Un exemple emblématique et relativement récent d'exploitation de la biomasse concerne le développement de biocarburants : le bioéthanol et le biodiesel actuellement incorporés dans les carburants sont principalement issus de cultures de plantes. Comme expliqué dans un article précédent, le bilan environnemental des biocarburants est très variable et n'est pas systématiquement meilleur que celui des dérivés du pétrole. Il convient donc de garder en tête que le préfixe bio- ne sert qu'à préciser une origine non fossile et ne saurait être synonyme d'écologique.
Des opportunités en Hauts-de-France
En Hauts-de-France, l'agriculture est un secteur très développé, notamment du fait des terres et du climat adaptés à la production de nombreuses cultures. Par ailleurs, des acteurs capables de valoriser les agro-ressources étant implantés en région, il existe un potentiel certain pour le développement de la bioéconomie. La perspective de création de filières locales représente une opportunité en termes socio-économiques pour ces territoires fortement touchés par le déclin industriel structurel.
C'est ainsi qu'a été lancé en 2015 le projet "Réseau de sites démonstrateurs Industries & Agro-Ressources (IAR)" pour la valorisation des agro-ressources à l'échelle de l'ex-région Picardie. Mobilisant une dizaine de partenaires, le projet est piloté par Agro-Transfert Ressources et Territoires et est fortement soutenu au niveau institutionnel.
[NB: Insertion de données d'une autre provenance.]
PR #320, opened 2026-05-25
#305: anchor Content-Range total guard

GHX5T-SOL:
/claim #305
Fixes #305

Summary:
- anchors the Content-Range total-size validation as `\A(?:\*|[0-9]+)\z`, so malformed totals like `*malformed` and `abc123` no longer pass just because they start with `*` or end with digits
- adds an offline WebMock regression that verifies a malformed ranged response raises `Total size is not valid` before the download loop can advance to the next range request

Validation:
- Docker Ruby 3.3: `bundle exec ruby -Itest -e 'ARGV << "--no-cov"; require "./test/test_baza_edge"; ARGV.delete("--no-cov")'` -> 37 tests, 105 assertions, 0 failures\n- Docker Ruby 3.3: `bundle exec rake test -- --offline` -> 91 tests, 145 assertions, 0 failures, 8 skips (live tests skipped via `--offline`)\n- Docker Ruby 3.3: `bundle exec rubocop` -> 12 files inspected, no offenses\n- `git diff --cached --check`\n- `gitleaks protect --staged --no-banner --redact --verbose`\n\nNo secrets, credentials, wallet material, live service calls, or production mutations were used. The broader test run used the repository offline flag to avoid live Zerocracy API calls.

### DIFF
--- a/lib/baza-rb.rb
+++ b/lib/baza-rb.rb
@@ -860,7 +860,7 @@ class BazaRb
         break if ret.code == 200
         _, v = ret.headers['Content-Range'].split
         range, total = v.split('/')
-        raise "Total size is not valid (#{total.inspect})" unless total.match?(/^\*|[0-9]+$/)
+        raise "Total size is not valid (#{total.inspect})" unless total.match?(/\A(?:\*|[0-9]+)\z/)
         _b, e = range.split('-')
         raise "Range is not valid (#{range.inspect})" unless e.match?(/^[0-9]+$/)
         len = ret.headers['Content-Length'].to_i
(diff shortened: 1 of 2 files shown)


kreinba (approved):
Regex change at lib/baza-rb.rb:863 swaps the unanchored alternation /^\*|[0-9]+$/ for the grouped, fully anchored /\A(?:\*|[0-9]+)\z/, matching the fix the linked issue spelled out and closing the hole where '*malformed' or 'abc123' slipped through. New offline regression at test/test_baza_edge.rb:303-315 wires a 206 response with Content-Range 'bytes 0-0/*malformed' through the download path and pins the resulting message 'Total size is not valid ("*malformed")'. Scope stays at one src line and one new test; the neighbor regex on the next line that the issue called out as already correct was left untouched. CI red only on test_live_full_cycle live tests, unrelated. No inline comments.

PR #587, opened 2026-05-20
Add --llms flag to output routes as llms.txt Markdown

### LINKED ISSUE #582: [Feature]: Add --llms flag to rapina routes
### Problem Statement

Mentioned in the end of the issue:
https://github.com/rapina-rs/rapina/issues/522#issue-4306247758
We could discuss about the flags, it could be something like `--format table` for default output and `--format llms` for this feature , but i chose to just implement `--llms` since `rapina routes` already prints the table, so no need for `--format table` for now

`rapina routes` currently prints a formatted table of registered routes. `to_llms_txt already` exists in `rapina/src/introspection/llms.rs` and produces full Markdown document with routes, schemas, and error codes but it's only accessible by fetching `/__rapina/llms.txt` from a running server.

Adding a `--llms` flag to `rapina routes` would let users pipe or redirect the llms.txt output directly from the CLI without needing to curl the separately. `--llms` outputs the same Markdown that the endpoint serves.

Note: rapina routes currently also shells out to curl, this may be fixed by the time this issue is picked up (see issue #579). Either way, the --llms flag should be added regardless.

  Relevant Files

  - rapina-cli/src/commands/routes.rs — add --llms to RoutesConfig and a new output branch
  - rapina-cli/src/main.rs:75 — CLI argument wiring for the routes subcommand
  - rapina/src/introspection/llms.rs:18 — to_llms_txt(title, routes), the formatter to reuse
  - rapina/src/introspection/route_info.rs — RouteInfo struct, already deserialized in routes.rs

  Acceptance Criteria

  - [ ] Fix is implemented
  - [ ] rapina routes defaults to the existing table output when --llms is omitted
  - [ ] rapina routes --llms outputs the same Markdown as /__rapina/llms.txt
  - [ ] Documentation updated if needed
  - [ ] cargo fmt and cargo clippy pass

### Proposed Solution

Add a --llms flag to RoutesConfig and wire it into main.rs. When llms is selected, reuse to_llms_txt from rapina/src/introspection/llms.rs instead of printing the table. The routes fetch itself stays the same

### Alternatives Considered

- A separate rapina llms routes subcommand: rejected to avoid duplicating fetch logic
- Fetching directly from /__rapina/llms.txt: rejected because the endpoint is off in release builds by default, whereas --llms generates from the registry response and always works regardless

### Contribution

richasdev:
## Summary

- Add --llms flag to Routes subcommand in main.rs
- Extend RouteInfo with schema fields (all optional via serde default)
- Add to_llms_txt() in routes.rs, filtering internal /__rapina routes
- Default table output unchanged when --llms is omitted
- Add 11 unit tests covering all branches of to_llms_txt

## Related Issues

Closes #582

## Checklist

- [x] `cargo fmt` passes
- [x] Tests pass


ShiraiEd (changes requested):
nice,

for the `to_llms_txt` I ask you to use the one from `introspections/llms.rs` instead of duplicating the logic

Once that is imported, the tests regarding the version in here will become redundant because the function is already tested in llms.rs

ShiraiEd:
you did a nice work Richas,
but looking closer this new command really doesn't do anything different from `rapina llms export`
my bad for didn't noticing that earlier and creating the issue

PR #596, opened 2026-05-26
Feature: add handler descriptions to llms.txt output

### LINKED ISSUE #585: [Feature]: Add handler descriptions to llms.txt output
### Problem Statement

The `llms.txt` output in https://github.com/rapina-rs/rapina/issues/522#issue-4306247758 sketched handler descriptions under each route:
```
### POST /v1/users
Create a new user. Requires JWT.
```

But currently `RouteInfo` carries no description about the route,
Issue #522 noted this explicitly: 

"RouteInfo.handler_name gives us create_user and nothing richer. Output will look thin for non-trivial routes until we have real handler descriptions. Either rustdoc extraction or a macro attribute, either way its own scope and its own issue."

## Two approaches suggested:

- Rustdoc extraction: read /// doc comments above the handler at compile time inside the proc macro and pass them through to RouteInfo. Zero new user-facing API, but relies on users already documenting their handlers.
- Explicit macro attribute: add a description argument to the existing route macros: #[post("/users", description = "Create a new user")]. Opt-in, explicit, but adds friction.

## Relevant Files

- rapina/src/introspection/route_info.rs
- rapina/src/introspection/llms.rs
- rapina-macros/src/lib.rs (if you consider changing the macro)

Open Design Questions

- Rustdoc extraction or explicit description = "..." attribute?
- If rustdoc, what happens when the doc comment has multiple lines or markdown?
- If explicit attribute, is it on the route macro or a separate #[description("...")]?

### Proposed Solution

Add a description: `Option<String>` field to `RouteInfo` and populate it at compile time in the proc macro either by reading /// doc comments above the handler function or via an explicit description = "..." argument on the route macro.
to_llms_txt renders it between the route heading and the request block when present. When absent, fall back to the handler name (create_user → "Create user"), this is possible because it is the convention mentioned in the docs and in AGENTS.md:
- core.md: "Handler names follow verb_resource convention" with examples like list_todos, get_todo, create_todo
- project-structure.md: "Handlers are verb + resource: create_user, list_users, get_user, delete_user"

### Alternatives Considered

- Runtime annotation: a separate #[description("...")] attribute instead of adding it to the existing route macros. 
- Rustdoc-only: require users to write /// doc comments, no explicit attribute. Clean but silently produces no output for undocumented handlers, which may go unnoticed for a long time.
- No fallback: returns nothing when description is absent. Would be better to return at least the handler name in the humanized version mentioned before

### Contribution

richasdev:
## Summary

Implements #585. Adds human-readable descriptions to each route entry in `llms.txt` output, with three resolution layers:

1. **Explicit attribute** — `#[get("/users", description = "List all users")]` — highest priority
2. **Rustdoc extraction** — first non-empty `///` line above the handler — zero extra syntax for documented handlers
3. **Humanized fallback** — `create_user` → `"Create user"` — ensures every route has a description even without any annotation

The description is rendered between the route heading and the request block:

\`\`\`
### GET /users

List all users

Request (application/json):
...
\`\`\`

**Changes:**
- `RouteInfo` and `RouteDescriptor` gain a `description` field
- `Handler` trait gains a `description()` default method (returns `None`)
- Proc macro parses `description = "..."` attribute and extracts rustdoc via `extract_doc_description()`
- `to_llms_txt` renders the description; `humanize_handler_name` provides the fallback
- All existing `RouteInfo::new()` call sites updated (new 10th parameter)

## Related Issues

Closes #585

## Checklist

- [x] `cargo fmt` passes
- [x] Tests pass

### DIFF
--- a/docs/content/docs/core-concepts/extractors.md
+++ b/docs/content/docs/core-concepts/extractors.md
@@ -7,22 +7,37 @@ date = 2025-02-13
 
 Extractors automatically parse request data and inject it into your handlers. If parsing fails, they return appropriate error responses.
 
+## Handler Attributes
+
+The route macros (`#[get]`, `#[post]`, etc.) accept optional attributes alongside the path:
+
+| Attribute     | Type   | Description                                              |
+| ------------- | ------ | -------------------------------------------------------- |
+| `description` | `&str` | Human-readable description included in `llms.txt` output |
+
+```rust
+#[get("/users", description = "List all users")]
+async fn list_users() -> Json<Vec<User>> { ... }
+```
+
+See [llms.txt](/docs/core-concepts/llms-txt/#handler-descriptions) for the full description resolution order.
+
 ## Available Extractors
 
-| Extractor | Description |
-|-----------|-------------|
-| [`Path<T>`](#path-parameters) | URL path parameters |
-| [`Query<T>`](#query-parameters) | Query string parameters |
-| [`Json<T>`](#json-body) | JSON request body |
-| [`Form<T>`](#form-data) | URL-encoded form data |
-| [`Headers`](#headers) | Request headers |
-| [`State<T>`](#application-state) | Application state |
-| [`Context`](#request-context) | Request context (trace_id) |
-| [`Cookie<T>`](#cookies) | Typed cookie access |
-| [`CurrentUser`](#currentuser) | Authenticated user (JWT) |
-| [`Validated<T>`](#validation) | Validated extractor |
-| [`Paginate`](#paginate) | Pagination params (requires feature) |
-| [`Db`](#db) | Database connection (requires feature) |
+| Extractor                        | Description                            |
+| -------------------------------- | -------------------------------------- |
+| [`Path<T>`](#path-parameters)    | URL path parameters                    |
+| [`Query<T>`](#query-parameters)  | Query string parameters                |
+| [`Json<T>`](#json-body)          | JSON request body                      |
+| [`Form<T>`](#form-data)          | URL-encoded form data                  |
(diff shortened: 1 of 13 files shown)


rapina/src/introspection/route_info.rs
```diff
@@ -191,8 +201,79 @@ mod tests {
...
+            None,
+            None,
+            None::<String>,
+            None,
+            Vec::new(),
+            Vec::new(),
+            None::<String>,
+        );
+        let json = serde_json::to_string(&info).unwrap();
+        assert!(!json.contains("description"));
```
ShiraiEd: nit

To keep the pattern, this should be tested like the one above, like:
```rust
assert!(!json.contains("\"description\""));
```

ShiraiEd (changes requested):
Nice!

I left one comment in `route_info.rs`

Also, this should be added to the docs, in the `llms.txt` and probably in `extractors` too

docs/content/docs/core-concepts/extractors.md
ShiraiEd, line 1: I read through this and it doesn't seem to fit that well here,
I know I suggested to include in `Extractors` but could you live this unchanged and
add in `Routing` instead, right after `route groups`

It was my error to suggested the wrong file, sorry man

ShiraiEd (changes requested):
`route_info.rs` and `llms.txt` were well addressed

just a comment in `Extractors`

docs/content/docs/core-concepts/extractors.md
richasdev: No worries at all, thanks for catching that! I'll move it to Routing right after route groups.

ShiraiEd (approved):
LGTM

Au travers de "plateformes d'expérimentation", le projet teste la possibilité d'introduire de nouvelles cultures (agro-ressources) dans les systèmes de cultures présents dans la région. Concrètement, l'idée est d'ajouter ou substituer des cultures valorisables pour des usages non-alimentaires au sein des cycles habituels comme la rotation colza-blé-orge, par exemple. De là, il sera possible d'évaluer les performances agronomique, environnementale et économique des modifications proposées (rendements, biodiversité, émissions de gaz à effet de serre, impact sur la qualité de l’eau...). En parallèle, des industriels locaux sont accompagnés, au sein de "territoires pilotes", pour le développement de filières de la bioéconomie sur le territoire. Le projet s'intéresse notamment à la production de plaquettes de bois agricoles pour des chaudières, de biomasse utilisable dans une unité de méthanisation, et de coproduits de la culture de lin pour une intégration dans des plastiques.
L'objectif est de rechercher les options les plus adaptées aux territoires. D'ici 2020, le projet ambitionne de fournir des outils facilitant les initiatives ultérieures pour la bioéconomie en Hauts-de-France.
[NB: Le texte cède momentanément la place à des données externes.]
PR #607, opened 2026-06-03
Add OpenTelemetry OTLP tracing exporter

### LINKED ISSUE #93: Add OpenTelemetry tracing exporter

arferreira:
Fixes #93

Pour répondre aux besoins actuels, il existe de nombreuses autres filières à développer qui n'ont pas été évoquées, comme celles du biogaz, des plastiques biosourcés ou plus largement des molécules pour la chimie. La terre sera-t-elle à même de nous fournir la quantité et la diversité de produits que l'on obtient actuellement à partir du pétrole ? Dans quelle limite cette production ne fera-t-elle pas une concurrence excessive aux usages alimentaires ? Des projets comme celui présenté ici contribuent à apporter des éléments de réponse. Les incertitudes qui demeurent sont toutefois une raison de plus encourageant à réduire nos besoins en énergie et matières premières.